In July and August 2018, the Company entered into two unsecured note agreements totaling $25,000 with Mr. Anthony Kamin, who is also a member of the Company's Board of Directors.  The notes are payable on demand and accrue interest at 8% interest.  In February 2019, the Company and Mr. Kamin entered into an unsecured note agreement in the amount of $25,000.  The note was due May 1, 2019, and accrued interest at 8%.  In March 2019, Mr. Kamin used the $50,000 note balances to exercise some of his outstanding warrants to purchase common stock (see Note 8).

 

In February 2019, the Company entered into five unsecured promissory note agreements with accredited investors, including the agreement with Mr. Kamin discussed above, totaling $90,000.  The notes were due May 1, 2019,  and accrued interest at 8%.  One of the notes, in the amount of $15,000 was issued to Michael R. Morrisett, the Company's President. These notes and the related interest were paid in May 2019.

 

On March 27, 2019, the Company entered into a First Amendment to the Senior Revolver Loan Agreement (the "Agreement") with Crossfirst Bank.  Under the terms of the Agreement, the commitment amount was increased to $9,000,000 and the maturity date was extended until March 27, 2021.  The Company borrowed $4,880,383 of new funds and paid $76,900 in loan origination fees which were added to the balance of the loan. The unamortized loan origination fees have been netted against the outstanding loan balance in accordance with generally accepted accounting principles. The Agreement requires the Company to maintain certain covenants including an EBITDAX to interest expense of at least 3:1 and funded debt to EBITDAX of 4:1 on a trailing 12-month basis. As a part of the First Amendment to the Agreement in conjunction with the Energy Quest II, LLC acquisition, the covenants were modified on a retrospective basis.

 

On December 31, 2018, the Company and investors for all of the Senior Unsecured Convertible Promissory Notes (the Notes) entered into amended agreements whereby the maturity dates for the notes maturing December 31, 2018 were extended to December 31, 2019, the conversion feature of the notes was modified from $0.15 per share of common stock to $0.10 per share.

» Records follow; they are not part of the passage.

PR #1337, opened 2026-08-17
fix: return zero when dividing by infinity

### LINKED ISSUE #1327: x / inf returns NaN instead of zero in dd, qd, and all three cascade types
Found while fixing #1326; it is not caused by that change and it is not cascade-specific.

`x / inf` returns NaN in every multi-component type, where IEEE 754 says the result is zero:

```text
  dd          2/inf = nan
  qd          2/inf = nan
  dd_cascade  2/inf = nan
  td_cascade  2/inf = nan
  qd_cascade  2/inf = nan
```

`double` gets this right, so any code that swaps a `double` for one of these types changes behaviour
on this input.

## Cause

Division guards `rhs.iszero()` and the NaN cases explicitly, then falls through to the quotient-digit
loop. With an infinite divisor the first digit is `a[0] / inf = 0`, and the first residual is
`a - 0 * inf`, i.e. `a - NaN`, which poisons everything downstream.

`inf / x` is handled - `dd` guards a non-finite leading quotient explicitly, and the cascades now do
the same after #1326 - but an infinite *divisor* with a finite dividend produces a finite leading
quotient and is not caught.

## Fix

Guard a non-finite divisor before the digit loop, in the same place the zero-divisor case is already
handled, and return a correctly signed zero. Five types are affected, so the guard belongs wherever
the existing zero/NaN checks live in each.

## Note on scope

Worth fixing in all five together rather than only in the cascades: the value of the cascade types
is that they are drop-in replacements for the direct ones, and a divergence here would be worse than
the shared bug.

mikemikimike:
Closes #1327

## Background

Finite values divided by an infinite divisor returned NaN for `dd`, `qd`, and the three cascade types. IEEE 754 requires a correctly signed zero for this operation.

## Changes

- Add an infinite-divisor guard before each division algorithm.
- Return a zero with the sign determined by the dividend and divisor sign bits.
- Add a focused regression test covering positive and negative finite dividends across all five affected types.

## Compatibility

This only changes the previously incorrect finite-value / infinity case. Existing zero-divisor, NaN, and infinite-dividend handling remains unchanged.

## Verification

- Focused regression test with Docker GCC 13.3.0 — passed.
- `cmake -S /workspace/universal -B /workspace/build -G Ninja -DCMAKE_BUILD_TYPE=Release -DUNIVERSAL_ENABLE_TESTS=ON -DUNIVERSAL_BUILD_NUMBER_DOUBLE_DOUBLE=ON -DUNIVERSAL_BUILD_NUMBER_QUAD_DOUBLE=ON -DUNIVERSAL_BUILD_NUMBER_DD_CASCADE=ON -DUNIVERSAL_BUILD_NUMBER_TD_CASCADE=ON -DUNIVERSAL_BUILD_NUMBER_QD_CASCADE=ON -DUNIVERSAL_BUILD_REGRESSION_SANITY=ON` — passed.
- `cmake --build /workspace/build -j2` — passed.
- `ctest --test-dir /workspace/build --output-on-failure` — 113/113 passed.
- `git diff --check` — passed.

The Docker toolchain used GCC 13.3.0, Clang 18.1.3, CMake 3.28.3, and Ninja 1.11.1.

## Summary by CodeRabbit

* **Bug Fixes**
  * Improved division by infinity across extended-precision numeric types.
  * Finite values now produce correctly signed zero results, including proper handling of lower-precision components.
  * Infinity divided by infinity now returns NaN consistently.

* **Tests**
  * Added coverage for positive and negative operands, signed-zero results, and infinity-to-infinity division.


mikemikimike:
Addressed in commit `ee8a1de`: preserved `inf / inf` as NaN for all five types, made the `dd`/`qd` signed-zero branches constexpr-safe with the existing `is_constant_evaluated`/`bit_cast` pattern, and expanded coverage to negative-infinity divisors and infinity-over-infinity. Verification: focused regression passed under GCC 13.3.0 and Clang 18.1.3; Docker CMake build passed; CTest 113/113 passed.

mikemikimike:
Synced with the latest `upstream/main` via merge commit `eb01b21` (no force-push). Re-ran the focused regression under GCC 13.3.0 and Clang 18.1.3; both passed, and `git diff --check` passed. GitHub currently reports `BLOCKED` for merge-state checks, which is separate from the resolved out-of-date status.

mikemikimike:
Addressed the latest constexpr coverage review in commit `ebbaf9a`: added `static_assert` checks for all four signed-zero combinations for both `dd` and `qd`, using `std::bit_cast` on the high component. Made `dd::operator[]` constexpr to expose the existing constexpr division path. GCC/Clang focused tests and CTest 113/113 pass.

Ravenwater (approved):
lgtm

Ravenwater:
@mikemikimike thanks for submitting your first contribution. Looking forward to others. Any particular reason you picked the multi-component number system to work on?

mikemikimike:
I was just looking for a simple open-source PR for my coursework, but then I saw `inf / inf = NaN` and suddenly started taking it seriously.

mikemikimike:
I was just looking for a simple open-source PR for my coursework, but then I saw `inf / inf = NaN` and suddenly started taking it seriously.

Additionally, the Warrant Certificates to purchase shares of common stock of the Company, which were issued as a part of the original agreements, were repriced from $0.25 per share to $0.15 per share. The value allocated to the Warrant Certificates modification was the fair value determined using the Black-Scholes option valuation with the following assumptions: no dividend yield, expected annual volatility of 167%, risk free interest rate of 2.63% and an expected useful life of 12 months.  The change in fair value of the Warrant Certificates as a result of the modifications of $139,985 was allocated to Paid in Capital and included as an expense in 2018.  The Notes conversion features were equivalent to their intrinsic value at the date of modification. The remaining Debt Issue Costs as of September 30, 2019, from the original notes which mature at December 31, 2019, of $1,449 will be amortized as interest expense over the remaining life of the Notes.

 

The following table reflects the composition of convertible notes as of September 30:

 

    2019     2018  
    Current     Long Term     Total     Total  
Convertible Notes Outstanding   $ 152,500     $     $ 152,500     $ 260,000  
Debt Issue Costs – Warrants and Conversion Feature     (1,449 )           (1,449 )     (27,673 )
                                 
Convertible Notes Outstanding, Net   $ 151,051     $     $ 151,051     $ 232,327  

 

In the second quarter of  2019, three of the Senior Unsecured Promissory Note investors exercised the conversion feature and converted their $107,500 notes for 1,075,000 shares of the Company's common stock.